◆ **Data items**
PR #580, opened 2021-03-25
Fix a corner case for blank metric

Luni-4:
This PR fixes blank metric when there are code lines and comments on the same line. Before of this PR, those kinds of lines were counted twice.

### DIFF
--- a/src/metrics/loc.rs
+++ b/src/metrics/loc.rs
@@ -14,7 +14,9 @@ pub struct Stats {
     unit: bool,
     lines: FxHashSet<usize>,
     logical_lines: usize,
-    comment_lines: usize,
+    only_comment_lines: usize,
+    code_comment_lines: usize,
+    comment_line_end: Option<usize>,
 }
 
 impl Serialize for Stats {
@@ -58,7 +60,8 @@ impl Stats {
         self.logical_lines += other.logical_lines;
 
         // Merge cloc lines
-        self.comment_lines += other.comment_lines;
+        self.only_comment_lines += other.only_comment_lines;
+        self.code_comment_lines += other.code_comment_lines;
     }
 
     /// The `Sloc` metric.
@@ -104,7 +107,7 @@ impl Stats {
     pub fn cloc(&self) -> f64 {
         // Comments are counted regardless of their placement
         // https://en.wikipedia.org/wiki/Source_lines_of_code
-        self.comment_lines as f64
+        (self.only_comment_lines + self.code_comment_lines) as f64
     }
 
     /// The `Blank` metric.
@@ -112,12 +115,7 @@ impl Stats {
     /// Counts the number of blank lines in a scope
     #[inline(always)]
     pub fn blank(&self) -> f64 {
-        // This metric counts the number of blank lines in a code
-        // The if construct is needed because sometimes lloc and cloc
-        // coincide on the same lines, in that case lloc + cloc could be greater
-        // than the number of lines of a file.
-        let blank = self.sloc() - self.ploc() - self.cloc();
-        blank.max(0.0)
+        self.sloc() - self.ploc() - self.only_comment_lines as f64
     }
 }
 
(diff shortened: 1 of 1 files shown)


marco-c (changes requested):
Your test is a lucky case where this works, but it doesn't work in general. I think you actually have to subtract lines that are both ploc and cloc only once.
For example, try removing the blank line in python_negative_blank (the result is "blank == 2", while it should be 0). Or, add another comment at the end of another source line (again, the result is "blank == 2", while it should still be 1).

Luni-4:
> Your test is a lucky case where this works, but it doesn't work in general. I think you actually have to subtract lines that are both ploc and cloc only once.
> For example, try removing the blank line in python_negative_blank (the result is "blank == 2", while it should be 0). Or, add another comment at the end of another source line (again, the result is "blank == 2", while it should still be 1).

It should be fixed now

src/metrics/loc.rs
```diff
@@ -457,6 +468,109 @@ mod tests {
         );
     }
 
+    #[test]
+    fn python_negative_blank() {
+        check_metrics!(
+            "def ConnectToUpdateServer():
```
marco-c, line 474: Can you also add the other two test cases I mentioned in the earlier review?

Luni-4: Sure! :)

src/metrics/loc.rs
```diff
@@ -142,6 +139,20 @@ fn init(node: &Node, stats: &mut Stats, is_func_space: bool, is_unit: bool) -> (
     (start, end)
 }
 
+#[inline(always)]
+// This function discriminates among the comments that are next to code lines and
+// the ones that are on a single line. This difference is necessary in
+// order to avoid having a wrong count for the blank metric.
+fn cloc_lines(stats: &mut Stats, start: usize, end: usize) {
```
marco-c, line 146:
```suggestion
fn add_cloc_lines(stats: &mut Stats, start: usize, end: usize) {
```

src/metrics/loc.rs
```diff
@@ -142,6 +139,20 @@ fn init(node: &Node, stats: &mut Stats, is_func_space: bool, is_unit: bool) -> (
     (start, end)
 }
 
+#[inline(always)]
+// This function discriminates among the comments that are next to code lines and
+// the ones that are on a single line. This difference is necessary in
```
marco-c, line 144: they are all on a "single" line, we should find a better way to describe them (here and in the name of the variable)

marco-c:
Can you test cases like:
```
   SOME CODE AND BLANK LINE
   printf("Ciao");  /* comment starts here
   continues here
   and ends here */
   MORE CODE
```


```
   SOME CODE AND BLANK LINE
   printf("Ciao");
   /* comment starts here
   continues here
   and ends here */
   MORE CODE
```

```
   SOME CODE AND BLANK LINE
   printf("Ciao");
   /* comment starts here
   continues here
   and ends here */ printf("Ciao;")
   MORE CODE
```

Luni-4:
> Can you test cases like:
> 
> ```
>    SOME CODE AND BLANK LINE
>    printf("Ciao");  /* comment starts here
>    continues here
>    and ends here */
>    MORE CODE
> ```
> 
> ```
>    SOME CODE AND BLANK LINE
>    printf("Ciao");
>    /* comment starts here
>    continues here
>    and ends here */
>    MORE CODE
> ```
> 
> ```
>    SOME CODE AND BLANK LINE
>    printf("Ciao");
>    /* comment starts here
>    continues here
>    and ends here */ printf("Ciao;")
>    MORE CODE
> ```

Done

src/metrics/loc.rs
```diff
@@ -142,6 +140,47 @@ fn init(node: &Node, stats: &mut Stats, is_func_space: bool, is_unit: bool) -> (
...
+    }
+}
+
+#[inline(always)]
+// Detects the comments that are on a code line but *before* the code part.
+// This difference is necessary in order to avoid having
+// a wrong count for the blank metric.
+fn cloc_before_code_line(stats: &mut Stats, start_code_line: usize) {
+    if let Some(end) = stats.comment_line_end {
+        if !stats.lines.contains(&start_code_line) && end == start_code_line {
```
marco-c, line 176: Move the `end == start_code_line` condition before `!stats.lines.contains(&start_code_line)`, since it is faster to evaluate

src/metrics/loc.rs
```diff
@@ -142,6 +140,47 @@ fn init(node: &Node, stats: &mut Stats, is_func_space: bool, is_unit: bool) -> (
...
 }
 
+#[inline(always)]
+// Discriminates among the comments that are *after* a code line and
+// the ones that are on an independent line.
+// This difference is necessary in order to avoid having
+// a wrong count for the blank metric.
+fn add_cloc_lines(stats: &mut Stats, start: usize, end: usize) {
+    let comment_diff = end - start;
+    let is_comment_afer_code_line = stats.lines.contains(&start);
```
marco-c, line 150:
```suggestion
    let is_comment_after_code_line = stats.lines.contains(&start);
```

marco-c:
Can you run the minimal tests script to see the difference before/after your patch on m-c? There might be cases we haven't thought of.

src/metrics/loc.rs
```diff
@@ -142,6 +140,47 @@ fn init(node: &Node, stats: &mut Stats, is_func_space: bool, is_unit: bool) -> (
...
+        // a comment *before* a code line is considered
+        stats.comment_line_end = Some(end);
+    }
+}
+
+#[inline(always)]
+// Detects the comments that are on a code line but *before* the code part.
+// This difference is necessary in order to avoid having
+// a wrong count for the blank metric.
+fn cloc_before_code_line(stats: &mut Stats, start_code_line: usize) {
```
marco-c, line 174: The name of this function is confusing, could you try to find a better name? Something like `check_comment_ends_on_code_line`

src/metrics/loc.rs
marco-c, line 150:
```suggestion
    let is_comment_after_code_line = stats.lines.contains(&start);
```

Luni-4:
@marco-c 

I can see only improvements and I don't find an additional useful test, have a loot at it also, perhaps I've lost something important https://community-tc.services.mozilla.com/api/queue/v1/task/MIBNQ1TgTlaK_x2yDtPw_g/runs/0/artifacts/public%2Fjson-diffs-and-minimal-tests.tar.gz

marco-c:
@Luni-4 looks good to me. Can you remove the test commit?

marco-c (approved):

--

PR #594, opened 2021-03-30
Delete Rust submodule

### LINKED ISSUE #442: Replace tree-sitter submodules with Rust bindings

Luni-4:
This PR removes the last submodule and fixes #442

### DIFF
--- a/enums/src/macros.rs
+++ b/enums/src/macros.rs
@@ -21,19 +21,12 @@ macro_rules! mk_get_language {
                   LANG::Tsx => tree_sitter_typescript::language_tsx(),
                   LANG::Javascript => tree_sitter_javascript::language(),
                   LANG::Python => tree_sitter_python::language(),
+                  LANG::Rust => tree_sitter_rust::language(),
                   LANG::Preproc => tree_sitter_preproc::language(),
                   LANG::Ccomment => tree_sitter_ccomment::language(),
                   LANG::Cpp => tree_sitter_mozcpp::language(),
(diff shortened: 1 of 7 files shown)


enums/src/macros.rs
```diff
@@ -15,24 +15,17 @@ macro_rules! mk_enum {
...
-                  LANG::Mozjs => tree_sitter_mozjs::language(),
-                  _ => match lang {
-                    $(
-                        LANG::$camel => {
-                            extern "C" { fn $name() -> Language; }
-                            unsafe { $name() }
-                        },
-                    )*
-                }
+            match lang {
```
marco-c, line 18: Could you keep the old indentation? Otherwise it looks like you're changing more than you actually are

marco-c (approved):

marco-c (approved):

◆ **WHAT YOU HAVE TO DO**
Return, from the data, each line that has the word "subtract" in it.

◆ **OUTPUT FOR THIS TASK**
Your test is a lucky case where this works, but it doesn't work in general. I think you actually have to subtract lines that are both ploc and cloc only once.
> Your test is a lucky case where this works, but it doesn't work in general. I think you actually have to subtract lines that are both ploc and cloc only once.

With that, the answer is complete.